Headcounts Highlight; Analysis by Kalkine Group

Risk Analysis: The company’s financial performance might get impacted by caution in buying behaviour. Also, change in customer preference and supplier concentration risk add to the woes. WSP faces foreign currency changes due to operations’ exposure to new and multiple geographies (Asia, Australia, and North America).

Outlook: The company continues to expect its FY22 ARR to be in the range of $65.4 million and $70 million, depicting a rise of 22-31% year over year. Notably, the company has updated its revenue outlook and it now expects FY22 revenue to be between $64 million to $68 million (previously $57.2 million and $60.2 million), depicting an increase of 34-42% year over year. EBITDA loss (excluding non-cash share-based payments) for FY22 is now expected to be in the ambit of $$11.2-13.2 million (previously a loss of $13- $15.5 million).

Valuation Methodology: EV/Sales Multiple Based Relative Valuation (Illustrative) 

Source: Analysis by Kalkine Group 

*% Premium/(Discount) is based on our assessment of the company’s NTM trading multiple after considering its key growth drivers, economic moat, stock's historical trading multiples versus peer average/median, and investment risks. 

Stock Recommendation: The stock of the company has been corrected by ~27.84% in the past six-months. Currently, the stock is trading at par to its 52-weeks’ low level of $2.03. The stock has been valued using an EV/Sales multiple-based illustrative relative valuation method and arrived at a target price of low double-digit upside (in % terms). The company might trade at a slight discount as compared to its peers, considering forex headwinds, customer concentration risk, regulatory concern, COVID-19 led uncertainties, rising expenditure, etc. For the purpose of valuation, peers such as Nearmap Ltd (ASX: NEA), ELMO Software Ltd (ASX: ELO), and Bigtincan Holdings Ltd (ASX: BTH) have been considered. Considering the above factors, robust ARR growth, growing customer base, focus on delivering organic growth, decent cash position, the updated revenue outlook for FY22, and key risks associated with the business, we give a “Speculative Buy” recommendation on the stock at the closing market price of $2.03, down by ~5.582% as on 30 November 2021.

WSP Daily Technical Chart, Data Source: REFINITIV 

Note 1: The reference data in this report has been partly sourced from REFINITIV.  

Note 2: Investment decision should be made depending on the investors’ appetite on upside potential, risks, holding duration, and any previous holdings. Investors can consider exiting from the stock if the Target Price mentioned as per the Valuation has been achieved and subject to the factors discussed above. 

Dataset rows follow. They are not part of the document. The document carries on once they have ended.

PR #1058, opened 2026-07-30
TT-9424: Sort aggregate batches by ID to prevent PostgreSQL deadlocks

nerdydread:
## Description

Multi-replica Pump deployments writing analytics aggregates to PostgreSQL deadlock on the
`tyk_aggregated*` tables with `ERROR: deadlock detected (SQLSTATE 40P01)`.

The cause is nondeterministic row ordering within a multi-row `INSERT … ON CONFLICT (id) DO UPDATE`.
`Dimensions()` builds the record slice by ranging over Go maps, Go randomises map iteration per
process, and PostgreSQL acquires row locks in statement order. Two replicas upserting overlapping
IDs in opposite orders form a circular wait, and PostgreSQL aborts one of them.

The fix is deterministic lock ordering — the resource-ordering pattern. Each batch is sorted by row
ID before the upsert, so every replica requests locks in the same sequence and contending
transactions queue instead of cycling:

```go
sort.Slice(recs, func(i, j int) bool { return recs[i].ID < recs[j].ID })
```

Applied at all four bulk-upsert call sites. `rg -n 'clause\.OnConflict|OnConflictAssignments' pumps/`
returns exactly these four non-test occurrences:

| File | Function | Sort at |
| --- | --- | --- |
| `pumps/sql_aggregate.go` | `DoAggregatedWriting` | 302 |
| `pumps/graph_sql_aggregate.go` | `DoAggregatedWriting` | 179 |
| `pumps/mcp_sql_aggregate.go` | `DoAggregatedWriting` | 256 |
| `pumps/sql.go` | `WriteUptimeData` | 408 |

All four upsert on an `id` arbiter whose value is a hex-encoded string, so lexicographic comparison
matches the arbiter exactly.

In `pumps/sql.go` the placement is load-bearing. `recs` is rebuilt per organisation and per
day-shard, so the sort sits in the innermost scope, immediately before the batching loop. Hoisting
it above either enclosing loop would leave later orgs and later shards unsorted.

**Three things to note:**

1. **This changes physical row insertion order.** No API or schema change, but anything relying on
   the order of an unordered `SELECT` will shift. Exactly one existing test did:
   `TestSQLWriteUptimeDataAggregations` called `Find()` with no `ORDER BY` and asserted on
   `dbRecords[0]`, relying on heap order. After sorting, index 0 became the `errors` dimension row
   instead of `url`. The assertion was unsound rather than the fix being wrong, so it now selects
   its row by dimension. Nothing else in the suite depended on the old ordering.

2. **Sorting also makes batch boundaries deterministic.** Because `recs` is chunked by `BatchSize`,
   replica A's batch *n* and replica B's batch *n* now cover an identical ID set rather than
   partially overlapping ones, removing cross-batch contention as well as intra-statement lock
   disorder.

3. **One unrelated test change is included, to unblock CI.** `pumps/mcp_sql_aggregate_test.go`
   gains `OmitIndexCreation: true` in one test config. This fixes a **pre-existing test failure that is
   not caused by this PR** — master fails it with a byte-identical signature (run
   [29005522096](https://github.com/TykTechnologies/tyk-pump/actions/runs/29005522096), same
   subtest, same three missing records, same line 221). Detail in the testing section below.
   Happy to split it into its own PR if reviewers would prefer.

Alternatives considered and rejected as disproportionate: leader election or distributed locking
(bottlenecks all aggregate writes through one instance) and workload partitioning (requires
consistent hashing, topology awareness, and rebalancing). The sort is `O(N log N)` over a few
hundred in-memory elements and remains correct under either approach if one is later adopted.

## Related Issue

TT-9424 — https://tyktech.atlassian.net/browse/TT-9424

Reported against Pump 1.13.2 and still live in production. Affects JAMF and Kingfisher.

## Motivation and Context

Each deadlock aborts the transaction, and `DoAggregatedWriting` returns without retry — so the
purge cycle's aggregates are lost. This is **silent analytics data loss**, not just log noise, which
is why it ships as a bug fix rather than a hardening task.

Under the reproduced workload the loss rate is severe: 24 of 45 write cycles (53%) failed on
unmodified master.

The only workaround available to customers today is dropping to a single Pump replica, which gives
up horizontal scaling and HA. All four affected paths are fixed together rather than just the
reported one — the edit is mechanically identical in each, they share the same defect for the same
reason, and a partial fix would leave three paths still dropping analytics data while producing a
confusing support picture where deadlocks vanish from one table and persist on others.

## How This Has Been Tested

New regression suite: `pumps/sql_deadlock_ordering_test.go`. It stands up three independently
initialised pump instances, each with its own database connection, mirroring separate pods, which
then concurrently write an overlapping batch.

```
TYK_TEST_POSTGRES="host=localhost port=5433 user=postgres password=test \
  dbname=tyk_analytics sslmode=disable" \
  go test ./pumps -run TestTT9424 -v -count=1
```

Environment: PostgreSQL 16 (`postgres:16-alpine`, Docker), macOS, 3 simulated replicas × 15 write
cycles.

**Every test was verified as a real guard** — each was confirmed to *fail* with the `sort.Slice`
calls reverted, then pass with them applied. A test that passes both ways guards nothing.

| Test | Without fix | With fix |
| --- | --- | --- |
| SQL aggregate pump, non-sharded | 24 deadlocks / 45 cycles | 0 |
| SQL aggregate pump, sharded | 26 deadlocks / 45 cycles | 0 |
| Graph aggregate pump | 24 deadlocks / 45 cycles | 0 |
| MCP aggregate pump | 26 deadlocks / 45 cycles | 0 |
| Uptime pump | batches lost, hit counts short | 0, counts exact |
| Sort determinism | n/a (property test) | pass |

Sharded coverage is included because the customer reports reference the dated
`tyk_aggregated_YYYYMMDD` tables specifically.

The uptime test writes several organisations per cycle, which is what covers the placement
constraint above: `recs` is rebuilt per org, so a sort hoisted out of the per-org loop leaves every
org after the first unsorted and deadlocking.

The determinism test asserts the property the fix depends on directly — identical input produces
identical row order and identical batch boundaries across runs — rather than inferring it from the
absence of deadlocks.

**A note for anyone modifying the fixtures.** Reproduction is very sensitive to workload shape, and
not in the intuitive direction: adding more data makes the bug reproduce *less*, because splitting
`recs` across batches turns each batch into its own short transaction. Measured against an unfixed
tree, three replicas, graph pump:

| Workload | Cycles deadlocked (no fix) |
| --- | --- |
| 749 rows from 4 dimension maps | 0 / 45 |
| 1310 rows from 7 dimension maps | 24 / 45 |
| 2001 rows from 4 dimension maps | 2 / 120 |
| 3501 rows from 7 dimension maps | 3 / 120 |

The fixtures sit on the 1310-row shape. This is recorded in a header comment in the test file with a
warning to re-verify against an unfixed tree before changing any cardinality or batch size,
otherwise the suite can quietly stop guarding anything.

**Tests that run without PostgreSQL.** The deadlock tests above are necessarily Postgres-backed,
and the coverage CI job provisions only redis and mongo — so `skipTestIfNoPostgres` skipped them
there, leaving two of the four new `sort.Slice` lines uncovered and failing the 80% new-code
quality gate at 50%. Two SQLite-backed tests close that gap:

- `TestGraphSQLAggregatePump_DoAggregatedWriting_SQLite` (`pumps/graph_sql_aggregate_test.go`)
- `TestSQLWriteUptimeData_SQLite` (`pumps/sql_test.go`)

Both follow the existing `newMCPSQLAggregatePumpWithSQLite` pattern, reusing the
`setupTestDBWithJSONTags` helper and building the pump struct directly — `Init()` is not usable
here because `Dialect()` has not supported sqlite since v1.12.0. The other two sort sites were
already reachable from existing SQLite tests. New-code coverage measured without Postgres is now
**4/4 sort lines**, up from 2/4.

These deliberately do not assert row ordering. Proving insertion order through an unordered
`Find()` is the same unsound pattern fixed in `TestSQLWriteUptimeDataAggregations` above; the
ordering property is asserted directly, and without a database, by `TestTT9424SortDeterminism`.

**The pre-existing MCP test failure.** `TestMCPSQLAggregatePump_WriteData` fails intermittently on
master — roughly one CI run in three — and blocked this PR twice. It is not caused by this change:
master run 29005522096 fails it with an identical signature.

Mechanism, from the CI logs: `Init` spawns a background `CREATE INDEX CONCURRENTLY` goroutine that
outlives the subtest that started it. Its "index created successfully" line appears *inside the
next subtest*, and the subtest that fails is always the one immediately following a subtest that
took ~1s instead of ~0.02s — the signature of a blocked index build. When the goroutine collides
with the subtest's `DROP TABLE` cleanup the drop loses, its error is discarded, and the next
subtest's writes accumulate onto stale rows, so expected counts no longer match.

Setting `OmitIndexCreation: true` removes that goroutine for this test. Index creation is still
covered by the `Init` subtests and `TestEnsureIndexSQLAggregate`.

**This fix could not be verified locally** — the failure was not able to be reproduced locally
in either direction (0 failures in 12 runs both with and without the change), because a local
index build takes 0.02s and never spans into the next subtest like on the test runner. The change is justified by the
mechanism above rather than by local reproduction, and 12/12 green confirms only that nothing
regressed. CI is the real verdict, which now also passes.

**Wider regression run.** 214 non-Mongo tests in `./pumps` pass, as do all other packages
(`analytics`, `serializer`, `storage`, `logger`, root). `gofmt -s -l` and `go vet ./...` are clean
repo-wide.

The 55 Mongo-backed tests in `./pumps` could not run locally — the available Mongo is a replica set
advertising an internal hostname, so the host-side driver cannot reach it. None of them touch the
changed code paths, but **CI should be treated as the authority on those**.

N/A — no user-facing surface.

## Types of changes

## Checklist
  - [x] `go fmt -s`
  - [x] `go vet`

[TT-9424]: https://tyktech.atlassian.net/browse/TT-9424?atlOrigin=eyJpIjoiNWRkNTljNzYxNjVmNDY3MDlhMDU5Y2ZhYzA5YTRkZjUiLCJwIjoiZ2l0aHViLWNvbS1KU1cifQ

### Ticket Details

<details>
<summary>
<a href="https://tyktech.atlassian.net/browse/TT-9424" title="TT-9424" target="_blank">TT-9424</a>
</summary>

|         |    |
|---------|----|
| Status  | In Code Review |
| Summary | [Innersource] SQL pump producing "error writing aggregated records deadlock detected (SQLSTATE 40P01) |

Generated at: 2026-07-30 23:50:37

</details>

### DIFF
--- a/pumps/graph_sql_aggregate.go
+++ b/pumps/graph_sql_aggregate.go
@@ -4,6 +4,7 @@ import (
 	"context"
 	"encoding/hex"
 	"fmt"
+	"sort"
 
 	"github.com/TykTechnologies/tyk-pump/analytics"
 	"github.com/mitchellh/mapstructure"
@@ -173,6 +174,9 @@ func (s *GraphSQLAggregatePump) DoAggregatedWriting(ctx context.Context, table, 
 		rec.Counter.ErrorMap = nil
 		recs = append(recs, rec)
 	}
+
+	// Deterministic lock ordering - see the note in SQLAggregatePump.DoAggregatedWriting (TT-9424).
+	sort.Slice(recs, func(i, j int) bool { return recs[i].ID < recs[j].ID })
 
 	for i := 0; i < len(recs); i += s.SQLConf.BatchSize {
 		ends := i + s.SQLConf.BatchSize
--- a/pumps/graph_sql_aggregate_test.go
+++ b/pumps/graph_sql_aggregate_test.go
@@ -669,3 +669,58 @@ func TestGraphSQLAggregatePump_WriteData_Sharded(t *testing.T) {
 		assert.NotEmpty(t, aggr, "table %s does not contain records", secondShardedTable)
 	})
 }
+
+// TestGraphSQLAggregatePump_DoAggregatedWriting_SQLite exercises the graph aggregate write
+// path against in-memory SQLite, so it runs everywhere - including the coverage CI job, which
+// provisions no PostgreSQL and therefore skips every Postgres-gated test in this package.
+//
+// Init() is deliberately not called: Dialect() has not supported sqlite since v1.12.0, so the
+// pump is built directly over the test database, mirroring newMCPSQLAggregatePumpWithSQLite.
+//
+// The deterministic batch ordering this path relies on (TT-9424) is asserted directly by
+// TestTT9424SortDeterminism and exercised under real contention by
+// TestTT9424GraphAggregateNoDeadlock; this test covers the write path itself.
+func TestGraphSQLAggregatePump_DoAggregatedWriting_SQLite(t *testing.T) {
+	db := setupTestDBWithJSONTags(t)
+	tableName := analytics.AggregateGraphSQLTable
+	require.NoError(t, db.Table(tableName).AutoMigrate(&analytics.GraphSQLAnalyticsRecordAggregate{}))
+
+	pump := &GraphSQLAggregatePump{
+		db: db,
+		SQLConf: &SQLAggregatePumpConf{
+			SQLConf: SQLConf{BatchSize: 100},
+		},
+	}
+	pump.log = log.WithField("prefix", SQLAggregatePumpPrefix)
+
+	ag := &analytics.GraphRecordAggregate{
+		Types:      map[string]*analytics.Counter{},
+		Fields:     map[string]*analytics.Counter{},
+		Operation:  map[string]*analytics.Counter{},
+		RootFields: map[string]*analytics.Counter{},
+	}
+	ag.TimeStamp = time.Date(2025, 6, 15, 10, 0, 0, 0, time.UTC)
+	ag.OrgID = "org1"
+	// Dimensions() always appends a "total" row built from this counter, and it must carry
+	// hits: the on-conflict assignment for request_time averages over
+	// (existing hits + incoming hits), which divides by zero when both sides are empty.
+	ag.Total = analytics.Counter{Hits: 4, Success: 4}
+	for i := 0; i < 4; i++ {
+		suffix := fmt.Sprintf("%02d", i)
+		ag.Types["Type"+suffix] = &analytics.Counter{Hits: 1, Success: 1}
+		ag.Fields["field"+suffix] = &analytics.Counter{Hits: 1, Success: 1}
+	}
+
+	require.NoError(t, pump.DoAggregatedWriting(context.Background(), tableName, "org1", "api1", ag))
+
+	var recs []analytics.GraphSQLAnalyticsRecordAggregate
+	require.NoError(t, pump.db.Table(tableName).Find(&recs).Error)
+
+	// 4 types + 4 fields + the implicit "total" row.
+	assert.Len(t, recs, 9)
+	for _, rec := range recs {
+		assert.Equal(t, "org1", rec.OrgID)
+		assert.Equal(t, "api1", rec.APIID)
+		assert.NotEmpty(t, rec.ID)
+	}
+}
--- a/pumps/mcp_sql_aggregate.go
+++ b/pumps/mcp_sql_aggregate.go
@@ -4,6 +4,7 @@ import (
 	"context"
 	"encoding/hex"
 	"fmt"
+	"sort"
 
 	"github.com/TykTechnologies/tyk-pump/analytics"
 	"github.com/mitchellh/mapstructure"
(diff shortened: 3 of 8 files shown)


nerdydread:
The logic issue reported on line 179 of `pumps/graphql_sql_aggregate.go` is not comparing an element to itself.  This is the line which already reflects the suggested fix: `sort.Slice(recs, func(i, j int) bool { return recs[i].ID < recs[j].ID })`

tbuchaillot (approved):
LGTM

nerdydread:
This was merged before QA sign-off. Reverting from `master` via #1066 so it can go through QA and be re-landed deliberately.

For anyone picking this up later: no release contains eead02ed (`git tag --contains` is empty), and CI was green on it — the revert is about restoring the QA gate, not fixing a break.

The head branch `TT-9424-sql-aggregate-deadlock` has been restored on origin at aa1f9136 so QA has a ref to build from. This PR cannot be reopened once #1066 merges, so the re-land will be a new PR that reverts the revert.

nerdydread:
Correction to my note above: the revert PR is now #1067, not #1066. #1066 was closed because its `revert-1058-*` branch name made the Jira linter resolve a nonexistent `REVERT-1058` ticket; #1067 carries the identical revert commit on a `TT-9424-` prefixed branch.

Technical Indicators Defined:-

Support: A level where-in the stock prices tend to find support if they are falling, and downtrend may take a pause backed by demand or buying interest.

Resistance: A level where-in the stock prices tend to find resistance when they are rising, and uptrend may take a pause due to profit booking or selling interest.

Stop-loss: It is a level to protect further losses in case of unfavourable movement in the stock prices.